Hitting China’s Wall - markcmyers
http://www.readability.com/articles/aicxdbek

======
ddeck
_> Investment is now running into sharply diminishing returns_

This can be seen quite clearly in the rising ICOR [1] numbers. The stimulus
lead investment since the crisis has been substantially less productive, at
least in the short term [2]. Infrastructure and real-estate investment is
doing much less for future GDP growth than prior investments in capital
equipment for manufacturing, exports etc.

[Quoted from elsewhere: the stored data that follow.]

PR #763, opened 2020-10-09
fixed risk of undefined behavior when parsing a byte_order byte

CG-SD:
tried to parse a spatialite WKB blob with this code but the byte_order byte was replaced by a '69' token :
 parsing this byte is successful but if the value read is not part of the enum, the function returns true but the order parameter is left untouched. 
Calls to that function elsewhere in the code do not initialise the order parameter.
see https://github.com/boostorg/geometry/blob/869e72fc01f2fce5ec3bcdfb91afab65ebd3ec6f/include/boost/geometry/extensions/multi/gis/io/wkb/detail/parser.hpp#L83

another option would be to return false in that case, but it didn't fit my need


mloskot (approved):

awulkiew:
Thanks!

PR #767, opened 2020-10-19
Modernize tuple-related code.

awulkiew:
- replace `boost::tuple` with `std::tuple` in some places
- replace `policies::relate::segments_tupled` with `policies::relate::segments_intersection_policy` and instead of `get<I>` to access underlying policies (`policies::relate::segments_intersection_points` and `policies::relate::segments_direction`) use clearly named members `intersection_points` and `direction`. So something like this: `result.template get<1>()` becomes this: `result.direction`, which is more clear.
- replace `boost::tuple` with custom, lightweight tuple in srs projections/transformations which decreases compilation time
- modernize our tuple-related utilities defined in ` include/boost/geometry/util/tuples.hpp`


vissarion (approved):
Looks OK to me, thanks!

include/boost/geometry/algorithms/detail/overlay/get_turn_info_for_endpoint.hpp
```diff
@@ -118,16 +118,16 @@ class linear_intersections
...
                          EqPPStrategy const& strategy)
     {
-        int arrival_a = result.template get<1>().arrival[0];
-        int arrival_b = result.template get<1>().arrival[1];
-        bool same_dirs = result.template get<1>().dir_a == 0
-                      && result.template get<1>().dir_b == 0;
+        int arrival_a = result.direction.arrival[0];
+        int arrival_b = result.direction.arrival[1];
+        bool same_dirs = result.direction.dir_a == 0
+                      && result.direction.dir_b == 0;
```
barendgehrels, line 125: Much more readable, thanks

include/boost/geometry/algorithms/detail/overlay/get_turn_info_helpers.hpp
```diff
@@ -439,22 +429,21 @@ class intersection_info
     typedef typename base::side_calculator_type side_calculator_type;
     typedef typename base::result_type result_type;
     
-    typedef typename boost::tuples::element<0, result_type>::type i_info_type; // intersection_info
-    typedef typename boost::tuples::element<1, result_type>::type d_info_type; // dir_info
+    typedef typename result_type::intersection_points_type i_info_type; // intersection_info
+    typedef typename result_type::direction_type d_info_type;           // dir_info
```
barendgehrels, line 433: The comments can be omitted now, the types are clear enough.

include/boost/geometry/policies/relate/intersection_policy.hpp
```diff
@@ -0,0 +1,215 @@
+// Boost.Geometry (aka GGL, Generic Geometry Library)
+
+// Copyright (c) 2007-2012 Barend Gehrels, Amsterdam, the Netherlands.
```
barendgehrels, line 3: You can make it 2020

include/boost/geometry/policies/relate/intersection_policy.hpp
```diff
@@ -0,0 +1,215 @@
...
+            (
+                pts_policy::error(msg),
+                dir_policy::error(msg)
+            );
+    }
+};
+
+
+// "tupled" to return intersection results together.
+// NOTE: unused, left for backward compatibility
```
barendgehrels, line 136: Is it unused? I think it's still used.
If not used at all, I've no objection to remove it.

include/boost/geometry/srs/projections/spar.hpp
```diff
@@ -41,195 +41,104 @@ namespace spar
...
-    <
-        P0,
-        typename map_params_to_cons
-            <
-                P1, P2, P3, P4, P5, P6, P7, P8, P9, P10, P11, P12, P13, P14,
-                boost::tuples::null_type
-            >::type
-    > type;
+    BOOST_GEOMETRY_STATIC_ASSERT_FALSE(
+        "I out of bounds.",
```
barendgehrels, line 55: Can this be a `std` static assert? But it's TODO anyway so you can leave it for now

barendgehrels (approved):
I glanced through most of it, looks OK to me in general. Thanks.

include/boost/geometry/srs/projections/spar.hpp
awulkiew: It is std `static_assert` which fails when this template is instantiated. This is a utility I added recently which allows to do this. Note that raw `static_assert(false)` would fail always when the class is compiled, even if the template is not instantiated.

The TODO comment is only about making it a metafunction and moving to util/sequence.hpp in the future.

include/boost/geometry/algorithms/detail/overlay/get_turn_info_helpers.hpp
awulkiew: Right.

include/boost/geometry/policies/relate/intersection_policy.hpp
awulkiew: I removed it.

include/boost/geometry/policies/relate/intersection_policy.hpp
awulkiew: Done.

awulkiew:
Thanks for the reviews.

PR #768, opened 2020-10-21
Support umbrella strategies in relops, setops, index, buffer and more.

awulkiew:
Also `is_simple`, `is_valid` and extensions like `dissolve` and `nsphere` relops.

Add umbrella strategies:
 - `relate`: used in setops, relops, `buffer`, *is_xxx*, `dissolve`, etc.
 - `index`: used in `rtree`
 - `io`: used in wkt read/write and extensions/shapefile

Replace `point_box_by_side` agnostic strategy with CS-specific strategies.

Fix passing of strategies (no defaults when user-defined strategy is
passed) in places like buffer and distance.

Alter tests accordingly.


awulkiew:
Right now many algorithms use `relate` strategy. Should I create separate strategy for each algorithm derived from `relate` strategy for naming consistency? If yes, should I do this in this PR which is big already?

include/boost/geometry/algorithms/buffer.hpp
```diff
@@ -242,22 +242,23 @@ inline void buffer(GeometryIn const& geometry_in,
     geometry::envelope(geometry_in, box);
     geometry::buffer(box, box, distance_strategy.max_distance(join_strategy, end_strategy));
 
-    typename strategy::intersection::services::default_strategy
+    typename strategies::relate::services::default_strategy
         <
-            typename cs_tag<GeometryIn>::type
-        >::type intersection_strategy;
+            GeometryIn, GeometryIn
+        >::type strategy;
```
awulkiew, line 248: So buffer uses the default relate umbrella strategy instead of intersection strategy.

Right now buffer strategies are at the same time parameters/options for buffer e.g. holding distance value and CS-specific strategies defining how parts of buffer are calculated. I propose to separate that in the future.

So this would be a separate buffer strategy passed by the user, also defining how specific buffer-related things are calculated (like generation of new points in various coordinate systems). And then I think `buffer()` algorithm should take parameters/options specifying distance/line-end/etc. plus one optional CS-specific umbrella strategy.

include/boost/geometry/strategies/relate/geographic.hpp
```diff
@@ -0,0 +1,344 @@
...
+
+template
+<
+    typename FormulaPolicy = strategy::andoyer,
+    // TODO: Is SeriesOrder argument needed here?
+    std::size_t SeriesOrder = strategy::default_order<FormulaPolicy>::value,
+    typename Spheroid = srs::spheroid<double>,
+    typename CalculationType = void
+>
+class geographic
```
awulkiew, line 44: Here is another question. Do you think that `SeriesOrder` is needed here? The only strategies that requires it are area and segments intersection strategy. The order is used for different series in these two strategies. I'm considering removing this parameter from the umbrella strategies and sticking to the default based on `FormulaPolicy`. What do you think?

barendgehrels (approved):
Sorry the review took so long.

And I can't see that I reviewed every line - but I'm definitely in favour of getting the umbrella strategies!

So of course approved.

vissarion:
Sorry for delays here, I will review in next few days.

include/boost/geometry/algorithms/detail/disjoint/multipoint_geometry.hpp
```diff
@@ -378,14 +400,15 @@ class multi_point_multi_geometry
...
-
             typedef typename boost::range_value<MultiGeometry>::type single_type;
 
             // The default strategy is enough for Point/Box
             if (! m_intersection_found
-                && ! detail::disjoint::disjoint_point_box(point, box_pair.first, d_pb_strategy_type())
-                && ! dispatch::disjoint<Point, single_type>::apply(point, range::at(m_multi_geometry, box_pair.second), m_strategy))
+                && ! detail::disjoint::disjoint_point_box(point, box_pair.first, m_strategy)
+                && ! dispatch::disjoint
+                        <
```
vissarion, line 409: 4 spaces of indentation here, right?

include/boost/geometry/algorithms/detail/distance/segment_to_box.hpp
```diff
@@ -58,17 +58,20 @@ namespace detail { namespace distance
...
 {
-    typedef typename strategy::disjoint::services::default_strategy
+    // TODO: pass strategy
+    auto const s = strategies::relate::services::strategy_converter
         <
-            Segment, Box
-        >::type strategy_type;
+            // This is the only strategy defined in distance segment/box
+            // strategies that carries the information about the spheroid
+            // so use it for now.
```
vissarion, line 70: can the umbrella strategy carry the spheroid information?

include/boost/geometry/algorithms/detail/equals/implementation.hpp
```diff
@@ -138,32 +137,28 @@ struct area_check
...
-                           strategy.template get_area_strategy<Geometry1>()),
-            geometry::area(geometry2,
-                           strategy.template get_area_strategy<Geometry2>()));
+        return geometry::math::equals(geometry::area(geometry1, strategy),
+                                      geometry::area(geometry2, strategy));
     }
 };
 
 
+/*
```
vissarion, line 146: so this is not needed? do we need it for future use?

include/boost/geometry/algorithms/detail/equals/interface.hpp
```diff
@@ -106,13 +113,37 @@ struct equals
...
+
+template <typename Strategy>
+struct equals<Strategy, false>
+{
+    template <typename Geometry1, typename Geometry2>
+    static inline bool apply(Geometry1 const& geometry1,
+                             Geometry2 const& geometry2,
+                             Strategy const& strategy)
+    {
+        //using strategies::equals::services::strategy_converter;
```
vissarion, line 126: is this going to used in the future? why do you use `relate` instead now?

include/boost/geometry/algorithms/detail/intersection/areal_areal.hpp
```diff
@@ -109,10 +109,10 @@ struct intersection_areal_areal_<TupledOut, tupled_output_tag>
             <
                 areal::index, TupledOut
             >::type areal_out_type;
-        typedef typename geometry::tuples::element
-            <
-                pointlike::index, TupledOut
-            >::type pointlike_out_type;
+        //typedef typename geometry::tuples::element
```
vissarion, line 112: should be removed?

include/boost/geometry/algorithms/detail/is_simple/areal.hpp
```diff
@@ -38,54 +37,34 @@ namespace detail { namespace is_simple
...
-    template <typename InteriorRings>
-    static inline
-    bool are_simple_interior_rings(InteriorRings const& interior_rings)
-    {
-        return
-            detail::check_iterator_range
+    simplicity_failure_policy policy;
+    return ! boost::empty(ring)
+        && ! detail::is_valid::has_duplicates
                 <
```
vissarion, line 46: one more space here ?

include/boost/geometry/algorithms/detail/is_simple/areal.hpp
```diff
@@ -38,54 +37,34 @@ namespace detail { namespace is_simple
...
-            &&
-            are_simple_interior_rings(geometry::interior_rings(polygon));
-    }
-};
+template <typename InteriorRings, typename Strategy>
+inline bool are_simple_interior_rings(InteriorRings const& interior_rings,
+                                      Strategy const& strategy)
+{
+    auto const end = boost::end(interior_rings);
+    return std::find_if(boost::begin(interior_rings), end,
```
vissarion, line 56: indentation looks weird here

include/boost/geometry/algorithms/detail/overlay/get_turns.hpp
```diff
@@ -187,11 +187,8 @@ private :
         // So advance to the "non duplicate next"
         // (the check is defensive, to avoid endless loops)
         std::size_t check = 0;
-        while(! detail::disjoint::disjoint_point_point
-                (
-                    current_robust_point, next_robust_point,
-                    disjoint_strategy_type()
-                )
+        while(! detail::disjoint::disjoint_point_point(
```
vissarion, line 190: a space is missing after `while`

vissarion (approved):
Thanks for this PR! It looks OK to me.

include/boost/geometry/algorithms/crosses.hpp
```diff
@@ -65,31 +67,65 @@ struct crosses
...
+template <>
+struct crosses<default_strategy, false>
+{
     template <typename Geometry1, typename Geometry2>
     static inline bool apply(Geometry1 const& geometry1,
                              Geometry2 const& geometry2,
                              default_strategy)
     {
-        typedef typename strategy::relate::services::default_strategy
+        //typedef typename strategies::crosses::services::default_strategy
```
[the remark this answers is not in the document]
awulkiew: Probably not. Initally I though that maybe we'd like to have a separate umbrella strategy for each algorithm. But even if we wanted to implement then we'd probably do this as template aliases which means that the compiler would see all of them as the same umbrella relate strategy. And this means that they'd be interchangeable and relate strategy here could stay.

include/boost/geometry/algorithms/detail/buffer/buffer_inserter.hpp
```diff
@@ -921,7 +921,7 @@ template
     typename JoinStrategy,
     typename EndStrategy,
     typename PointStrategy,
-    typename IntersectionStrategy,
+    typename Strategy,
```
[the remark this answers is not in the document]
awulkiew: Because this is the umbrella strategy and the other ones are buffer-only strategies/parameters/selectors. I probably should've called it `Strategies` or `UmbrellaStrategy`.

include/boost/geometry/algorithms/detail/buffer/buffer_inserter.hpp
```diff
@@ -962,7 +962,7 @@ inline void buffer_inserter(GeometryInput const& geometry_input, OutputIterator
         >::apply(geometry_input, collection,
             distance_strategy, side_strategy, join_strategy,
             end_strategy, point_strategy,
-            robust_policy, intersection_strategy.get_side_strategy());
+            robust_policy, strategy.side()); // pass strategy?
```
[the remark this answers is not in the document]
awulkiew: `strategy` is the umbrella strategy `strategy.side()` returns side strategy from umbrella strategy (e.g. `side_by_strategy` or `side_by_cross_track`) and `side_strategy` is buffer's parameter/strategy/selector defining how a segment is enlarged by buffer on its side. Again, I should've probably called this variable `strategies`.

include/boost/geometry/algorithms/detail/buffer/buffered_piece_collection.hpp
```diff
@@ -1087,14 +1029,14 @@ struct buffered_piece_collection
...
+                                                     m_strategy))
             {
                 continue;
             }
 
             int const geometry_code
-                = detail::within::point_in_geometry(point,
-                    original.m_ring, m_point_in_geometry_strategy);
+                = detail::within::point_in_geometry(point, original.m_ring,
+                                                    m_strategy);
```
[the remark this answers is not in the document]
awulkiew: I don't know, I tend to align function arguments with the rest of the arguments if I can.

What exactly do you think should've been used here?
```
int const geometry_code
    = detail::within::point_in_geometry(point, original.m_ring,
        m_strategy);
```
```
int const geometry_code
    = detail::within::point_in_geometry(point,
        original.m_ring, m_strategy);
```
```
int const geometry_code
    = detail::within::point_in_geometry(
        point, original.m_ring, m_strategy);
```
The last one looks ok as well. So I can change it to the last one if you like.

And in this case this is probably also possible:
```
using detail::within::point_in_geometry;
int const geometry_code
    = point_in_geometry(point, original.m_ring, m_strategy);
```
since the same number of lines is used.

Or do you think about something else?

include/boost/geometry/algorithms/detail/disjoint/interface.hpp
```diff
@@ -53,13 +61,37 @@ struct disjoint
...
 
+template <typename Strategy>
+struct disjoint<Strategy, false>
+{
+    template <typename Geometry1, typename Geometry2>
+    static inline bool apply(Geometry1 const& geometry1,
+                             Geometry2 const& geometry2,
+                             Strategy const& strategy)
+    {
+        //using strategies::disjoint::services::strategy_converter;
```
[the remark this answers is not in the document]
awulkiew: Probably not, I'll remove it.

include/boost/geometry/algorithms/detail/disjoint/multipoint_geometry.hpp
awulkiew: It'd look bad:
```
&& ! dispatch::disjoint
    <
        Point, single_type
    >::apply(point, range::at(m_multi_geometry, box_pair.second), m_strategy))
```

In such cases I put as many tabs/spaces as it is needed to start the arguments list after the name of the function/struct starts.

include/boost/geometry/algorithms/detail/distance/segment_to_box.hpp
awulkiew: It does hold the spheroid, this is why it is constructed from the side strategy here. An alternative would be to construct it from distance strategy but distance strategies were never passed into relops and setops so this backward compatibility mechanism does not support that. I'm now working on umbrella strategies for distance so this code will be replaced anyway.

include/boost/geometry/algorithms/detail/equals/interface.hpp
awulkiew: Probably not. I'll probably leave relate here. I'm using relate everywhere to avoid creating an even bigger PR.

include/boost/geometry/algorithms/detail/equals/implementation.hpp
awulkiew: I don't know it seems not. I probably noticed that this is not used anywhere but was not sure. So in case I'm mistaken I simply comented it out instead of removing it.

include/boost/geometry/algorithms/detail/is_simple/areal.hpp
awulkiew: The rationale is as follows: the number of spaces is the first multiple of 4 starting after the start of the struct's name. AFAIU you're saying that it should start exactly 4 spaces after the start of the struct's name. It requires less number of keys pressed to do it my way (1 or 2 tabs after enter vs tabs followed by spaces or backspaces) and it looks almost the same. But I'm flexible. ;)

include/boost/geometry/algorithms/detail/is_simple/areal.hpp
awulkiew: How about this?
```
    return std::find_if(boost::begin(interior_rings), end,
                        [&](auto const& r)
                        {
                            return ! is_simple_ring(r, strategy);
                        }) == end; // non-simple ring not found
```

include/boost/geometry/algorithms/detail/overlay/get_turns.hpp
awulkiew: Indeed, a leftover from the previous version. I'll fix it.

include/boost/geometry/algorithms/detail/buffer/buffer_inserter.hpp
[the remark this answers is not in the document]
vissarion: OK, I like `UmbrellaStrategy` naming but it's up to you.

include/boost/geometry/algorithms/detail/buffer/buffered_piece_collection.hpp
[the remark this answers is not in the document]
vissarion: Thanks for the details, I was also aligning function arguments with the rest of the arguments, but I am somehow convinced by https://github.com/boostorg/geometry/wiki/Guidelines-for-Developers to wrap the lines (even this is not explicitly written there) so I am ok with any of your suggestions above.

include/boost/geometry/algorithms/detail/disjoint/multipoint_geometry.hpp
vissarion: OK

include/boost/geometry/algorithms/detail/equals/implementation.hpp
vissarion: OK

include/boost/geometry/algorithms/detail/buffer/buffered_piece_collection.hpp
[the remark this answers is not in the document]
mloskot: By the way, if it is possible that in future the library will achieve a compromise on using `clang-format` to ensure the consistent code format then, I think, it may be a good idea to pick the ones that `clang-format` can do best.

include/boost/geometry/algorithms/detail/is_simple/areal.hpp
vissarion: I am ok with this rationale

include/boost/geometry/algorithms/detail/is_simple/areal.hpp
vissarion: better, easier to read, thanks

include/boost/geometry/algorithms/detail/buffer/buffered_piece_collection.hpp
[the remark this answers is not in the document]
awulkiew: I looked again and it seems that after putting all of the characters in one line here the line is shorter than some of the other lines in this file. Plus even in the guidelines we define max length as 100 characters. So I think this is the way to go here.

Personally I don't have any preference regarding the formatting besides looking good and allowing to easily catch the sense of an expression. I guess that in various contexts the best formatting would look differently. In any case we should probably aim for the least amount of lines. In case of a function call we should keep the parameters in one block whatever it means. Closer to the max line length this could mean putting all of the parameters at the next line. If there were more space this could mean aligning the parameters to the first one, etc. The number of parameters will also matter because putting each of them at subsequent line will cause the lines bloat. The context will also matter because a function call somewhere in a block should probably be treated differently than in the `if` statement condition. So I'm in general sceptical about automatic formatting and I'd simply leave that to the programmer. But maybe clang-format is intelligent enough? IDK.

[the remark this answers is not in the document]
mloskot: > I don't have any preference regarding the formatting besides looking good

Generally, the only preference I've got is consistency.

> In any case we should probably aim for the least amount of lines.

👍 

> I'm in general sceptical about automatic formatting and I'd simply leave that to the programmer. 

The `clang-format` is not ideal but it get close to almost any formatting style, depending on how sophisticated is team's preferences are. The compelling feature of `clang-format` is that it allows to achieve consistency with almost zero effort and it also helps me to review work by new contributors quicker as I don't have to explain over and over how to format, just point to `.clang-format` file and voila ;) 

Anyway, I meant a brief digression and not to open whole style debate, apologies.

include/boost/geometry/strategies/relate/geographic.hpp
awulkiew: Do you have an opinion regarding it @vissarion @barendgehrels ?

include/boost/geometry/algorithms/detail/buffer/buffered_piece_collection.hpp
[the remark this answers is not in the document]
awulkiew: Ok, I understand, no need to apologise.

include/boost/geometry/algorithms/detail/is_simple/areal.hpp
awulkiew: Done.

include/boost/geometry/algorithms/detail/intersection/areal_areal.hpp
awulkiew: done.

awulkiew:
Thanks for the reviews!

There are some things I'd like to add/modify but I'll do this is the next PR.

PR #1187, opened 2023-08-18
Fix -Wunused-parameter warning

georgthegreat:


barendgehrels (approved):
Thanks!

georgthegreat:
@barendgehrels, can we merge this?
I have a couple more patches to upstream, but I would like to avoid maintaining multiple open PRs

Issue #1186, opened 2023-08-18
union_ discards result because of improper inner ring assignment


AndreMeyerRMC:
In the following union_ - operation, result is empty even though both input shapes are valid. This seems to stem from an improper assignment of an inner ring. In the add_rings<GeometryOut> function, the first inner ring of the SECOND poly in polyB gets assigned to the first output poly, which ist the FIRST ring of polyB and as such completely outside of the inner ring.

Tested in with msvc 14.1 boost 1.82.0 and 1.83.0 and godbolt clang 16 boost 1.82.0
![boost_union2](https://github.com/boostorg/geometry/assets/86659038/571fdbff-cb05-4b02-b6f1-6b8b315e1bfa)

```
#include <iostream>

#include <boost/geometry.hpp>

using boost_coordinate_t = double;
using boost_point_2d = boost::geometry::model::d2::point_xy<boost_coordinate_t>;
using boost_polygon_2d = boost::geometry::model::polygon<boost_point_2d>;
using boost_multipolygon_2d = boost::geometry::model::multi_polygon<boost_polygon_2d>;

int main()
{
    auto polyA = boost::geometry::from_wkt<boost_polygon_2d>("POLYGON((\
-13848.144652755556 6710443.1496919869,\
-13847.699374792446 6710443.1496919869,\
-13847.810694283222 6710440.1096301023,\
-13848.255972246334 6710440.2884572418,\
-13848.144652755556 6710443.1496919869))");

    auto polyB = boost::geometry::from_wkt<boost_multipolygon_2d>("MULTIPOLYGON(((\
-13848.144652755556 6710443.1496919869,\
-13848.144652755556 6710443.3285191935,\
-13847.699374792446 6710443.3285191935,\
-13848.144652755556 6710443.1496919869\
)),((\
-13848.144652755556 6710443.1496919869,\
-13848.255972246334 6710440.2884572418,\
-13847.810694283222 6710440.1096301023,\
-13847.699374792446 6710443.1496919869,\
-13847.365416320112 6710442.9708647905,\
-13846.029582430780 6710442.9708647905,\
-13846.029582430780 6710443.3285191935,\
-13846.029582430780 6710443.6861736169,\
-13845.918262940002 6710444.0438280506,\
-13845.918262940002 6710444.5803097384,\
-13845.918262940002 6710444.7591369776,\
-13845.918262940002 6710445.1167914625,\
-13845.472984976890 6710444.5803097384,\
[...]

Issue #1183, opened 2023-08-14
union_ returns incomplete result polygon


AndreMeyerRMC:
union_ returns an incomplete result polygon in a special case where large portions of the two input polygons overlap

Tested with VS2017 (msvc-14.1), boost Versions 1.79.0, 1.82.0, 1.83.0

![boost_union](https://github.com/boostorg/geometry/assets/86659038/481aebb6-002c-4f84-ba2e-ee09f98ea6c1)

The upper small branch of the polygon is comletely lost in the result. The two shapes have a few points in common but do not overlap exactly in the vicinity of the lost branch.

```
using boost_coordinate_t = double;
using boost_point_2d = boost::geometry::model::d2::point_xy<boost_coordinate_t>;
using boost_polygon_2d = boost::geometry::model::polygon<boost_point_2d>;
using boost_multipolygon_2d = boost::geometry::model::multi_polygon<boost_polygon_2d>;

auto polyA = boost::geometry::from_wkt<boost_multipolygon_2d>("MULTIPOLYGON(((\
-38841.000561763794 6721272.4648206839,\
-38869.843144000479 6721327.7877584957,\
-38880.685990792437 6721344.0451435195,\
-38902.349206128216 6721371.1493254723,\
-38937.993505971914 6721407.9151819283,\
-38925.264019448201 6721389.3887558663,\
-38925.240186032526 6721389.3524003429,\
-38903.891993208345 6721355.1907963008,\
-38909.181455691403 6721352.2237809654,\
-38926.953387540903 6721388.3157829558,\
-38940.906008282145 6721408.6223519640,\
-38961.796165266409 6721432.5740491701,\
-38961.819650679929 6721432.6019898951,\
-38977.627018370375 6721452.1204930553,\
-38977.724235665897 6721452.2645238554,\
-38997.157657657241 6721487.2743892670,\
-38997.156729985494 6721487.2749042027,\
-38997.205159411656 6721487.3621566473,\
-38995.456469315024 6721488.3327662209,\
-38976.018586129794 6721453.3126770724,\
-38959.181300235970 6721432.6429256191,\
-38900.879954713615 6721372.5071140006,\
-38900.816775977277 6721372.4353842726,\
-38879.096795985606 6721345.2601805655,\
-38879.046005852288 6721345.1907021403,\
-38868.149375046065 6721328.8526752470,\
-38868.094590395332 6721328.7601068122,\
-38839.231040705585 6721273.3969513429,\
[...]

Issue #1108, opened 2023-01-23
Union of ring and ring returns empty result.


Mitsuhiko-Matsukawa:
boost1.81.0
Visual Studio 2019. x64 debug

This is a regression from 1.80.0.
If I revert a commit a908a21efeb773a88ec2c8999ba592dc161649e7, it works well.
However, this commit is useful and it's not good to revert.
We need to fix overlay, but I'm sorry I have no idea so far.

If I change #if 1 to 0, it works well.

![image](https://user-images.githubusercontent.com/17040347/213965367-4e5c2441-eb18-44f6-84c8-630ac683bf70.png)

```
void Test()
{
    namespace bg = boost::geometry;
    using point = bg::model::point<double, 2, bg::cs::cartesian>;
    using ring = bg::model::ring<point>;
    using multi_polygon = bg::model::multi_polygon<bg::model::polygon<point>>;
    ring input0, input1;

    input0.assign({
        {17,-2},
        {18,-1.269679093926235014},
        {12,0},
        {22,0},
        {17,-2},
    });

    input1.assign({
        {22,1},
        {22,0},
        {14,0},
#if 1
        {18,-1.2696790939262529996},
#else
        {18,-1.269679093926235014},
#endif
        {12,0},
        {22,1},
    });

    assert(bg::is_valid(input0));
    assert(bg::is_valid(input1));
    multi_polygon output;
    bg::union_(input0, input1, output);
    assert(!output.empty());
}
```

barendgehrels:
I can reproduce this as well, and indeed the get_cluster threshold is important here.
Thanks for this information.

barendgehrels:
I think we have to make the threshold in `get_cluster` higher. Then there is a cluster (obviously). This case is fixed then, and it breaks the cases you reported in #1081 

These case(s) should then be fixed in another way. As far as I can see, there is something wrong or missing in the turn information, from that one cluster (two turns) it should be able to find the next intersection point (which is: itself) and create the inner ring.

Debug info I've now there is:
![image](https://user-images.githubusercontent.com/334849/214595198-989332b2-4f2b-4082-a321-59faf7181a99.png)

It's a bit messy, but the important info is in red: No next IP. That's wrong, it should find one. To be continued.

Mitsuhiko-Matsukawa:
Thank you for chasing this issue.
I agree that the turn information is something wrong and we need to investigate it.

[...]

PR #1189, opened 2023-08-23
[fix] overlay threshold for sort_by_side

barendgehrels:
Fixes: issue #1186


include/boost/geometry/algorithms/detail/overlay/sort_by_side.hpp
```diff
@@ -325,7 +325,7 @@ public :
                 double
             >::type;
 
-        ct_type const tolerance = 1000000000;
+        static auto const tolerance = common_approximately_equals_epsilon<ct_type>::value();
```
vissarion, line 328: this is the actual change right?

vissarion (approved):
Thanks! 

It would help a lot if you comment on the geometric intuition of the value 100 that is used as threshold.

Regarding https://github.com/boostorg/geometry/issues/1183 is there some other combination of values that fixes that or you believe it is of different nature?

include/boost/geometry/algorithms/detail/overlay/sort_by_side.hpp
barendgehrels: Indeed!

barendgehrels: I'll document the `100` later. It's not new, it's moved. 
It is recently (earlier this year) adapted from a larger value to this value, considering another issue and all current tests.
It is used for clustering turns, and now also for sort by side. In both cases the exact value is not that important, but it should not be 1 (for floating point comparisons) and not be too large (obviously). The tolerance which was now replaced was very large, I don't remember exactly why.

barendgehrels: See also #1108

The bigger concern in the financing of this investment binge. IMO there is a
very real risk of substantial civil unrest in China when the massive credit
bubble comes apart.

The FT put out a much more extensive treatment of these issues a couple of
days ago:

[http://ftalphaville.ft.com/2013/07/17/1554582/when-does-a-
ch...](http://ftalphaville.ft.com/2013/07/17/1554582/when-does-a-chinese-
growth-deceleration-become-a-crisis/)

[1] [http://en.wikipedia.org/wiki/Incremental_Capital-
Output_Rati...](http://en.wikipedia.org/wiki/Incremental_Capital-Output_Ratio)

[2]
[http://www.zerohedge.com/sites/default/files/images/user3303...](http://www.zerohedge.com/sites/default/files/images/user3303/imageroot/2013/03/20130315_china1.png)

------
dferlemann
It talks about the lack of spending power of consumer because of low wages,
and gains all flood into elite class and national enterprises. My observation
is that it's seemed almost like "directed" or "forced" consumption to
stimulate economy - a consumption without average consumers, or people really
have very little role to it. Prove is that the real-estate expansion bubble,
empty buildings and cities. It's like a hack of economy for super growth with
very little risk. I think it's a complete violation of nature, but effects can
vary... my prediction of one significant effect is that there will be very
little innovation come out from China for next 20 years. I think they've
thought of it, and don't care as it is not a primary concern for them at this
point in time. And I don't think this hack is as good as it is thought to be,
the risk has been reduced in the short-term, but it's somewhat cumulative, and
it's going to be very dangerous in long-term.

Back to topic of this article... I can see the wall, but it's so huge that
distance cannot be determined. Maybe when China about to hit, they might come
up with something. After all, control is their weapon, and it can be extremely
effective.

------
brianbreslin
Funny I hit a paywall when I clicked through this link...

------
SideburnsOfDoom
Interesting. Japan is mentioned, and they most have passed through the same
point some time in living memory. South Korea too. How did they cope?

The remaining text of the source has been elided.